Ok Thats i hold new Ball game... Alot of Reefers come and go.

If you dont think your in it for the long haul, You might not want to try Salt.

It costs Lots, And does demand time.

For me I put a 135G In my basement.

Try a 90... I have a friend Selling 1, Its not Perfect, But its still damn good.
Its drilled already too.

Or find something new if you want.

I think 90 is a Big starter tank, No doubt, But its still a good start, And youll have enough water, that your prams Shouldnt swing fast.

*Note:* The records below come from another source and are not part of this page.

PR #543, opened 2022-10-07
Fix  'custom_ops'  test configuration

mc-nv:


debermudez (commented):
seems fine to me. I will wait for iman to take a look too

Tabrizian (approved):

PR #547, opened 2022-10-12
Add support for model weighting

nv-braf:
- Added 'weighting' field to the YAML. By default the model weighting is set to 1, and can be changed per model by the user.
- Unit testing for both YAML and RunConfigResultComaparator
- Ran quick search with weightings and confirmed that they are being used (no changes needed)


model_analyzer/config/input/config_command_analyze.py
```diff
@@ -414,13 +414,21 @@ def _autofill_values(self):
...
                 new_model['objectives'] = model.objectives()
+
             # Constraints
             if not model.constraints():
                 if 'constraints' in self._fields and self.constraints:
                     new_model['constraints'] = self.constraints
             else:
                 new_model['constraints'] = model.constraints()
 
+            # Weightings
```
tgerdesnv, line 425: do we still need to update both ConfigAnalyze and ConfigProfile? Also, why is the newly added code different in each?

model_analyzer/config/input/objects/config_model_analysis_spec.py
```diff
@@ -80,11 +97,21 @@ def set_constraints(self, constraints):
         Parameters
         -------
         constraints : dict or None
-            A dictionary containing the parameters
+            A dictionary containing the constraints
         """
 
         self._constraints = constraints
 
+    def set_weightings(self, weightings):
```
tgerdesnv, line 105: Do we need this function? I don't see it called, and I don't think we have similar functions for constraints or objectives?

model_analyzer/config/input/objects/config_model_analysis_spec.py
```diff
@@ -55,6 +62,16 @@ def constraints(self):
 
         return self._constraints
 
+    def weightings(self):
```
tgerdesnv, line 65: I can't tell where weights are a single value, and where they are a list. Type checking would help, as would proper pluralization. The name implies it returns multiple weights, but I think this is just a scalar int?

Also, can we populate this with default values so that we don't have to handle "or none" all over the place?

model_analyzer/result/run_config_measurement.py
```diff
@@ -86,7 +86,7 @@ def from_dict(cls,
             run_config_measurement,
             run_config_measurement_dict['_model_config_measurements'])
 
-        # By default setting all models to have equal weighting
+        # By default set all models to have equal weighting
```
tgerdesnv, line 89: Are we going to write out and read in the model weights? Should we?

tests/test_config.py
```diff
@@ -1868,6 +1868,46 @@ def test_quick_search_model_specific(self):
...
+        Test that weightings can be specified only globally in the YAML
+        """
+        args = [
+            'model-analzyer', 'profile', '--model-repository', 'cli-repository',
+            '--run-config-search-mode', 'quick', '-f', 'path-to-config-file'
+        ]
+
+        # Global weightings - legal
+        yaml_content = """
+        weightings: [3, 1]
```
tgerdesnv, line 1882: This does not seem very use friendly to me. The name is very generic and doesn't specify what kind of weights they are (model weights). Also, the user has to know that the order of the values corresponds to the order of the keys in the below profile_models.
Is there any reason we can't just specify a model weight (a single integer value) inside of the model like we do for objectives and constraints, with a default of 1?

tgerdesnv (changes requested):

model_analyzer/result/run_config_measurement.py
nv-braf: We are not, and we should not. Weights, like constraints and objectives are not stored in the checkpoint and must be specified by the user each time MA is run (else the defaults are used).

model_analyzer/config/input/objects/config_model_analysis_spec.py
```diff
@@ -19,7 +19,11 @@ class ConfigModelAnalysisSpec:
     a single model.
     """
 
-    def __init__(self, model_name, objectives=None, constraints=None):
+    def __init__(self,
```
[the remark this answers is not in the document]
nv-braf: We have not combined the two yet. The code is needed in both places.

model_analyzer/config/input/objects/config_model_analysis_spec.py
nv-braf: It is not called, but we do have set functions for objectives and constraints, so I thought it was good to add this. I thought it was good/clean for a class to have get/set methods for private variables, regardless of whether they are currently used.

model_analyzer/config/input/config_command_analyze.py
nv-braf: We do. And, this is just one(more) reason why we should get rid of analyze. This code should be identical to profile. Good catch.

model_analyzer/config/input/objects/config_model_analysis_spec.py
nv-braf: Yes, this should not be plural. I went to add type checking and then got a ton of complaints because not all the variables in the methods were type checked. I tried to boyscout the change, but it was too onerous.

tests/test_config.py
nv-braf: I've changed `weightings` to `weighting` and switched to now flag this if it is set globally. We now take an integer (instead of a list) and the default value is 1 if not specified for a model.

model_analyzer/config/input/objects/config_model_analysis_spec.py
tgerdesnv: I definitely wouldn't call it clean to always have get/set. If the values should be set on construction and never modified then we don't want a set function.

I see now that there are set functions for constraints/objectives/model name. They are never called and should be ripped out. Those aren't things we ever expect to change.

model_analyzer/config/input/objects/config_model_analysis_spec.py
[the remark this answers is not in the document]
tgerdesnv: ok let's prioritize ripping out analysis. Are there any differences in the classes here? Can you create a story?

model_analyzer/result/result_manager.py
```diff
@@ -336,9 +340,13 @@ def _setup_for_sequential_analysis(self):
             model.model_name() for model in self._config.analysis_models
         ]
 
+        # If analyzing sequentially just set all models to equal weighting (since it won't be used)
```
tgerdesnv, line 343: Any reason this code can't be the same as the concurrent code now that we have defaults?  Even if they specify some other value like 2, it won't change anything.

model_analyzer/result/result_manager.py
```diff
@@ -320,11 +320,15 @@ def _setup_for_concurrent_analysis(self):
...
+        model_weighting_list = [
+            model.weighting() for model in self._config.analysis_models
+        ]
 
         self._run_comparators = {
             self._concurrent_analysis_model_name:
                 RunConfigResultComparator(
-                    metric_objectives_list=model_objectives_list)
+                    metric_objectives_list=model_objectives_list,
+                    model_weights=model_weighting_list)
```
tgerdesnv, line 331: remind me why both the measurement (the thing being compared) and the comparator (the thing doing the comparison) both need the objectives and model weights?  Something about comparing between models in the same measurement vs comparing between measurements?

model_analyzer/result/run_config_measurement.py
```diff
@@ -86,9 +86,9 @@ def from_dict(cls,
             run_config_measurement,
             run_config_measurement_dict['_model_config_measurements'])
 
-        # By default setting all models to have equal weighting
-        for mcm in run_config_measurement._model_config_measurements:
-            run_config_measurement._model_config_weights.append(1)
+        # By default set all models to have equal weighting
+        # for mcm in run_config_measurement._model_config_measurements:
```
tgerdesnv, line 90: remove?

model_analyzer/result/run_config_measurement.py
```diff
@@ -104,10 +104,11 @@ def set_model_config_weighting(self,
         Weights are the relative importance of the model_configs 
         with respect to one another
         """
-        self._model_config_weights = [
-            model_config_weight / sum(model_config_weights)
-            for model_config_weight in model_config_weights
-        ]
+        if not None in model_config_weights:
```
tgerdesnv, line 107: is None possible here?

model_analyzer/result/run_config_measurement.py
```diff
@@ -548,7 +549,8 @@ def _calculate_weighted_rcm_score(
             The weighted score. A positive value indicates this 
             RunConfig measurement is better than the other
         """
-        assert len(self._model_config_weights) == len(weighted_mcm_scores)
+        if (len(self._model_config_weights) != len(weighted_mcm_scores)):
```
tgerdesnv, line 552: um... why this change? It looks redundant. Was this for debugging?

tests/test_config.py
```diff
@@ -1868,6 +1868,46 @@ def test_quick_search_model_specific(self):
         with self.assertRaises(TritonModelAnalyzerException):
             self._evaluate_config(args, yaml_content, subcommand='profile')
 
+    def test_model_weightings(self):
+        """
+        Test that weightings can be specified only per model in the YAML
+        """
+        args = [
+            'model-analzyer', 'profile', '--model-repository', 'cli-repository',
```
tgerdesnv, line 1876: your test uses profile. Are we confident it works if the user specifies the analyze step instead?

tests/test_run_config_result_comparator.py
```diff
@@ -126,8 +139,50 @@ def test_equal_weight_multi(self):
             model_name="test_model",
             model_config_names=["test_model_config0", "test_model_config1"])
 
+    def test_unequal_weight_multi(self):
```
tgerdesnv, line 142: I see a test that confirms the input format (yaml only).
I see a test that confirms the weights work properly.
I don't see anything that confirms that we go properly from yaml->comparison objects->correct comparison

tests/test_config.py
```diff
@@ -1868,6 +1868,46 @@ def test_quick_search_model_specific(self):
...
+        """
+
+        with self.assertRaises(TritonModelAnalyzerException):
+            self._evaluate_config(args, yaml_content, subcommand='profile')
+
+        # Model specific weighting - legal
+        yaml_content = """
+        profile_models:
+          resnet50_libtorch:
+            weighting: 3
```
tgerdesnv, line 1900: This looks good and makes a lot more sense now.  What is missing is documentation. Can you add a subsection to the multi-model page about weighting with a simple example, and also document the weighting option (maybe in config.md? I'm not sure where to put something that can only be specified per-model)

tgerdesnv (changes requested):

model_analyzer/config/input/objects/config_model_analysis_spec.py
nv-braf: Removed

model_analyzer/config/input/objects/config_model_analysis_spec.py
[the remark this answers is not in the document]
nv-braf: Yes, analysis is just a small subset of profile now. We can remove this. I've filed TMA-944.

model_analyzer/result/result_manager.py
nv-braf: That's true. I've removed this code.

model_analyzer/result/result_manager.py
nv-braf: RunConfigResultComarator compares groups of RunConfigMeasurements (which are called RunConfigResults)

model_analyzer/result/run_config_measurement.py
nv-braf: Removed

model_analyzer/result/run_config_measurement.py
nv-braf: No, not anymore. Removed

tests/test_config.py
nv-braf: No. I've added unit tests to protect this.

tests/test_config.py
nv-braf: Yes, documentation was going to be my next step. Just wasn't sure if it should be part of this story or a follow on. I can make it part of this story if that makes the most sense.

nv-braf: Please review the added documenation.

docs/config.md
```diff
@@ -244,6 +244,9 @@ profile_models: <comma-delimited-string-list|list|profile_model>
 # List of objectives that user wants to sort the results by it.
 [ objectives: <objective|list> ]
 
+# Weighting used to bias the model's objectives (agianst the other models) in multi-mode mode
```
tgerdesnv, line 247: My only comment is that we need to somehow communicate (here and/or in your other section) that this is not a global option, and must be specified down at the model level inside of profile_models

docs/config.md
```diff
@@ -574,6 +571,12 @@ These parameters will result in testing the concurrency configurations of 2, 10,
 18, 26, 34, 42, 50, 58, and 64, for each of different batch sizes of 1, 2 and 3.
 This will result in 27 individual test runs of the model.
 
+### `<weighting>`
+
+This field is used to bias a model's objective when performing a multi-model search.
+
+See [Multi-Model Search - Model Weighting](docs/config_search.md#model-weighting) for details and an example YAML configuration.
```
tgerdesnv, line 578: dead link (remove docs?)

tgerdesnv (changes requested):

docs/config.md
nv-braf: Do we? There's no example that uses it globally. It's completely non-sensical to have a single number in the global option. And, if a user does try it that get a very nice and descriptive error message telling them that it can't be global.

docs/config.md
nv-braf: Fixed

tgerdesnv (approved):

PR #550, opened 2022-10-18
Removal of analysis subcommand. Passing unit testing

nv-braf:
Completely removes the analysis subcommand from the codebase, L0 testing and documentation.


docs/cli.md
```diff
@@ -194,73 +194,6 @@ analysis_models:
...
-the checkpoint directory. Next, it sorts the models specified in the CLI or
-config YAML, provided they contain measurements in the checkpoint, using the
-objectives specified in the config YAML. Finally, it constructs summary PDFs
-using the top model configs for each model, as well as across models, if
-requested (See the [Reports](./report.md) section for more details). The
-`analyze` subcommand can be run multiple times with different configurations if
-the user would like to sort and filter the results using different objectives or
-under different constraints.
-
-### Examples
```
tgerdesnv, line 223: Are there examples still worth keeping, but showing it in the context of the profile step?

model_analyzer/entrypoint.py
```diff
@@ -161,11 +159,9 @@ def get_cli_and_config_options():
             help=
             'Run model inference profiling based on specified CLI or config options.',
             config=config_profile)
-        cli.add_subcommand(
-            cmd='analyze',
-            help=
-            'Collect and sort profiling results and generate data and summaries.',
-            config=config_analyze)
+        cli.add_subcommand(cmd='analyze',
+                           help='DEPRECATED: Please use profile subcommand.',
```
tgerdesnv, line 163: mention that it is an alias for profile

qa/L0_analyze/test.sh
```diff
@@ -1,103 +0,0 @@
-# Copyright (c) 2021 NVIDIA CORPORATION & AFFILIATES. All rights reserved.
```
tgerdesnv, line 1: Is there a matching MR to remove this test from CI?

tgerdesnv (changes requested):

model_analyzer/entrypoint.py
nv-braf: Done

qa/L0_analyze/test.sh
nv-braf: Yes, I've created this

docs/cli.md
nv-braf: They already exist for the profile step and are redundant (see line 166)

tgerdesnv (approved):

PR #556, opened 2022-11-04
Fix PDF warning to include command

tgerdesnv:
Despite what https://github.com/triton-inference-server/model_analyzer/pull/493 says, wkhtmltopdf is NOT included in the wheel install. Thus, adding back in clearer directions for the case where the user runs without it installed.

Also, making sure the warning only prints once per run.


nv-braf (dismissed):
Looks good

nv-braf (approved):

PR #558, opened 2022-11-04
Creating partial overlap case using batch size

nv-braf:
Re-runs profile while extending batch size

### DIFF
--- a/qa/L0_profile/test.sh
+++ b/qa/L0_profile/test.sh
@@ -40,7 +40,7 @@ FILENAME_GPU_MODEL="model-metrics-gpu.csv"
 
 rm -rf $OUTPUT_MODEL_REPOSITORY
 
-python3 test_config_generator.py --profile-models $MODEL_NAMES
+python3 test_config_generator.py --profile-models $MODEL_NAMES -b $BATCH_SIZES -c $CONCURRENCY
 
 # Run the analyzer and check the results
 RET=0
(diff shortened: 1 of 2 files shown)


qa/L0_profile/test.sh
```diff
@@ -56,6 +56,40 @@ MODEL_ANALYZER_ARGS="$MODEL_ANALYZER_ARGS -e $EXPORT_PATH --filename-server-only
 MODEL_ANALYZER_ARGS="$MODEL_ANALYZER_ARGS --filename-model-inference=$FILENAME_INFERENCE_MODEL --filename-model-gpu=$FILENAME_GPU_MODEL"
 MODEL_ANALYZER_ARGS="$MODEL_ANALYZER_ARGS --skip-summary-reports"
 MODEL_ANALYZER_SUBCOMMAND="profile"
+run_analyzer
```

Even a 55G Is nice, But your kinda stuck on the rock work.
Bigger cubes Are the Best of Both Worlds, More water, Better aquascaping.


----------



## fleescar (Sep 20, 2011)

yeah its a tough choice really this tank has been sitting here for a year and ive been dying to set it up but also not that motivated lol

how much do you think your 135 cost to set up without live stock?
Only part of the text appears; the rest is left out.